[Problem to solve] The expected reply is all of the data, returned exactly.

[Saved data entries]

PR #1201, opened 2021-03-10
options: allow separate values for max_latency

venkatrag1:
Adding the ability to specify max_latency limits separately for read, write, trim.
Uses comma-separated values similar to blocksize, rate parameters etc.

Also modifies the behavior for the one option only case for max_latency and latency_target
by excluding syncs. This makes the latency limits similar to the rate checks, in that they
only apply to reads, writes and trims.

Extends the output printed on latency exceeded event, to display io_unit information using format
similar to that iolog write.

Signed-off-by: Venkat Ramesh <venkatraghavan@fb.com>

### DIFF
--- a/HOWTO
+++ b/HOWTO
@@ -2663,11 +2663,12 @@ I/O latency
 	true, fio will continue running and try to meet :option:`latency_target`
 	by adjusting queue depth.
 
-.. option:: max_latency=time
+.. option:: max_latency=time[,time][,time]
 
 	If set, fio will exit the job with an ETIMEDOUT error if it exceeds this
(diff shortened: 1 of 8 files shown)


venkatrag1:
Hi @sitsofe @axboe ,

This pull request is the same as the previously approved PR (https://github.com/axboe/fio/pull/1180).

The only addition is that I ramped up the FIO_SERVER_VER to 89 since I noticed that a87c90f has made it into fio-3.26 release and this would be the first modification to thread_options since that release.

I ended up polluting my PR while trying to rebase to upstream and squash my commits, so ended up closing that PR and generating this one afresh. Thanks a lot!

[Exercise solution]
PR #1201, opened 2021-03-10
options: allow separate values for max_latency

venkatrag1:
Adding the ability to specify max_latency limits separately for read, write, trim.
Uses comma-separated values similar to blocksize, rate parameters etc.

Also modifies the behavior for the one option only case for max_latency and latency_target
by excluding syncs. This makes the latency limits similar to the rate checks, in that they
only apply to reads, writes and trims.

Extends the output printed on latency exceeded event, to display io_unit information using format
similar to that iolog write.

Signed-off-by: Venkat Ramesh <venkatraghavan@fb.com>

### DIFF
--- a/HOWTO
+++ b/HOWTO
@@ -2663,11 +2663,12 @@ I/O latency
 	true, fio will continue running and try to meet :option:`latency_target`
 	by adjusting queue depth.
 
-.. option:: max_latency=time
+.. option:: max_latency=time[,time][,time]
 
 	If set, fio will exit the job with an ETIMEDOUT error if it exceeds this
(diff shortened: 1 of 8 files shown)


venkatrag1:
Hi @sitsofe @axboe ,

This pull request is the same as the previously approved PR (https://github.com/axboe/fio/pull/1180).

The only addition is that I ramped up the FIO_SERVER_VER to 89 since I noticed that a87c90f has made it into fio-3.26 release and this would be the first modification to thread_options since that release.

I ended up polluting my PR while trying to rebase to upstream and squash my commits, so ended up closing that PR and generating this one afresh. Thanks a lot!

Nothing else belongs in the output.